# A Decent Used iPad on eBay?



## MichaelZ (May 21, 2013)

I am considering getting an iPad on ebay. What is a decent model for a low price? 
What about this one?


----------



## Cabin Fever (May 10, 2002)

My granddaughter wanted one. I found it at a very low price.


----------



## CajunSunshine (Apr 24, 2007)

I get all of my Mac products from www.macofalltrades.com 

Stellar service and good used items.


----------



## Nevada (Sep 9, 2004)

I don't do Apple anything, and if the truth be known I don't really do tablets either. But I understand the attraction to a small and convenient device to do lite work, such as staying in touch with social media and email. So while I wouldn't get one for myself, I did buy one for the kid last Xmas (he had his heart set on getting a tablet).

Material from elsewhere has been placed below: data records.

PR #1587, opened 2023-10-06
feat: infer TypeScript format from `package.json` only

eduardoboucas:
#### Summary

When compiling TypeScript functions, infer the module type only from `package.json` and not from `tsconfig.json`.

Also ensures that the entry files we generate for V2 functions have an unambiguous extension depending on their module format (i.e. either `.cjs` or `.mjs`).


minivan (dismissed):

src/runtimes/node/bundlers/nft/index.ts
```diff
@@ -90,12 +89,22 @@ const getIgnoreFunction = (config: FunctionConfig) => {
...
  * file.
  */
-const getTSModuleFormat = async (mainFile: string, repositoryRoot?: string): Promise<ModuleFormat> => {
-  const fromTsConfig = getModuleFormatFromTsConfig(mainFile, repositoryRoot)
+const getTSModuleFormat = async (
+  mainFile: string,
+  runtimeAPIVersion: number,
+  repositoryRoot?: string,
+): Promise<ModuleFormat> => {
+  // TODO: This check should go away. We should always respect the format from
```
eduardoboucas, line 97: I want to make sure that we're not touching V1 functions with this release.

lukasholzer (approved):
I love how much code got removed! 🚢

But I got him a Windows 10 tablet, not an Apple (he still calls it his "iPad"). For contemporary Windows installations I wouldn't consider anything less than 4GB memory and 128GB of SSD space. That makes for a Windows 10 tablet that's at least serviceable.

I settled on a Dell Venue 10 Pro. The big deal with the Venue line is the detachable keyboard/touchpad, which makes the tablet look & work very much like a laptop when it's docked in the keyboard. You can dock the tablet in the keyboard to make typing a lot easier when replying to email, then lift it out to use it as a tablet. You can source the Venue 10 Pro for around $100 with keyboard, like this one.

https://www.ebay.com/itm/123795204792

The limitation for the Venue 10 Pro is that it has a lower powered Intel Atom processor. Again, that's fine for social media & email, but in no way can it be considered a power machine. If you need a little more processing power than the Atom processor you might consider the Venue 11 Pro with an i3 processor, for an additional $50 or so. But whatever you do, make sure it has no less than 4GB memory and 128GB SSD space.


----------



## HermitJohn (May 10, 2002)

I guess Nevada and I are just old fuddy duddies. I really dont see the attraction to tablets either, though last two or three years of her life, my ex pretty much only used a tablet. I found it annoying to use as it was touch screen and smallish. Whatever you do dont buy anything with win10 that only has 32GB eMMC drive soldered to the motherboard. With win10 continual marketing updates, you just have continual headaches. The reasoning is M$ is trying to compete with Chromebook. So they basically give away the operating system to use on tablets and laptops that have max of 32GB storage. This lets tablet manufactures sell win10 tablet and mini laptops for same price as Chrome versions. This to try and encourage you to rent cloud space rather than store stuff on your own hard drive. Money is in rentals and subscription use. Not to mention collection your data. 

They dont really make their money selling operating system for home use anymore. They do make money selling to corporations of course. Not sure if they gave up on idea or not, but watch out for anything with win10S . The S version, you can only install software from the windows store. Now I think it backfired to degree that they now give you "free"upgrade to win10 pro but you have to sign in at the windows store to be able to do this. And of course to sign in at windows store you need to register a microsoft account with your personal information. No free lunch anymore. So yea you can upgrade but it costs you your information. I got hold of one of these monstrosities I would just upgrade to linux. Small linux has lot spare room with only 32GB storage drive....


----------



## Nevada (Sep 9, 2004)

HermitJohn said:


> I guess Nevada and I are just old fuddy duddies. I really dont see the attraction to tablets either, though last two or three years of her life, my ex pretty much only used a tablet.


A lot of people who used to buy laptops only used them for social media, email, and the occasional eBay purchase. Those people have found that tablets, and in some cases even smart phones, give them what they need. So to a large extent laptop vendors have lost those customers, and they won't be back. There's nothing wrong with that, but a tablet or smart phone just wouldn't meet my needs.


----------



## MichaelZ (May 21, 2013)

Truthfully, I did not see what all the fuss with an iPad was before I had one. But then I was given one for use with an online class I teach. It proved handy for email and worked for online discussions when I was away from my regular computer. For other work (like composing an article) I found it pretty much useless. But to play audio or video media I found it to be fantastic. And the iPad is pretty indestructible - mine has fallen off a table or bed a few times with no damage - try that with any computer! And it is compact. No, I would not want to do my taxes with one or keep a budget, but it is a nice portable device for communication and media. So if I could pick up another for $100 or less, I might just do that.


----------



## Hazeinthebarn (Jan 3, 2019)

Love my ipad and use it a lot. I usually buy refurbished directly from the Apple website


----------